PR #3874, opened 2025-04-09
fix: runner-sdk triggerSync signature

TBonnin:
triggerSync signature was not up-to-date in `packages/runner-sdk/models.d.ts`:
- missing variant
- missing syncMode recent refactor

### DIFF
--- a/packages/cli/lib/services/__snapshots__/model.service.unit.test.ts.snap
+++ b/packages/cli/lib/services/__snapshots__/model.service.unit.test.ts.snap
@@ -43,7 +43,7 @@ exports[`buildModelTs > should return empty (with sdk) 1`] = `
 
 import type { Nango } from '@nangohq/node';
 import type { AxiosInstance, AxiosInterceptorManager, AxiosRequestConfig, AxiosResponse, AxiosError } from 'axios';
-import type { ApiEndUser, DBSyncConfig, DBTeam, GetPublicIntegration, HTTP_METHOD, RunnerFlags } from '@nangohq/types';
+import type { ApiEndUser, DBSyncConfig, DBTeam, GetPublicIntegration, HTTP_METHOD, RunnerFlags, PostPublicTrigger } from '@nangohq/types';
 import type { ZodSchema, SafeParseSuccess } from 'zod';
 
 export declare const oldLevelToNewLevel: {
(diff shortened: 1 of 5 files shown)


packages/runner-sdk/lib/action.ts
```diff
@@ -355,7 +356,7 @@ export abstract class NangoActionBase {
         providerConfigKey: string,
         connectionId: string,
         sync: string | { name: string; variant: string },
```
TBonnin, line 358: is there any reason why the runner-sdk `triggerSync` function doesn't have the same signature as the node-client one? here we can only trigger a single sync while, with the node-client, we can pass an array of syncs.
@bodinsamuel @khaliqgant @bastienbeurier 

This PR is not addressing this problem but I am curious

bodinsamuel: Not that I am aware of, I think I was barely here when it got introduced

packages/cli/lib/services/__snapshots__/model.service.unit.test.ts.snap
```diff
@@ -415,7 +415,12 @@ export declare class NangoAction {
     paginate<T = any>(config: ProxyConfiguration): AsyncGenerator<T[], undefined, void>;
     triggerAction<In = unknown, Out = object>(providerConfigKey: string, connectionId: string, actionName: string, input?: In): Promise<Out>;
     zodValidateInput<T = any, Z = any>({ zodSchema, input }: { zodSchema: ZodSchema<Z>; input: T }): Promise<SafeParseSuccess<Z>>;
-    triggerSync(providerConfigKey: string, connectionId: string, syncName: string, fullResync?: boolean): Promise<void | string>;
+    triggerSync(
+        providerConfigKey: string,
+        connectionId: string,
+        sync: string | { name: string; variant: string },
+        syncMode?: PostPublicTrigger['Body']['sync_mode'] | boolean
```
bodinsamuel, line 422: You sure its not going to break some scripts?

bodinsamuel (approved):

packages/cli/lib/services/__snapshots__/model.service.unit.test.ts.snap
TBonnin: it is backward compatible since it allows the old type `string` for sync and `boolean` for syncMode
------------------------------
AIM OF THE EXERCISE:
Your response should be made up of the lines in the data that contain the word "snap".

RESPONSE TO THIS TASK:
--- a/packages/cli/lib/services/__snapshots__/model.service.unit.test.ts.snap
+++ b/packages/cli/lib/services/__snapshots__/model.service.unit.test.ts.snap
packages/cli/lib/services/__snapshots__/model.service.unit.test.ts.snap
packages/cli/lib/services/__snapshots__/model.service.unit.test.ts.snap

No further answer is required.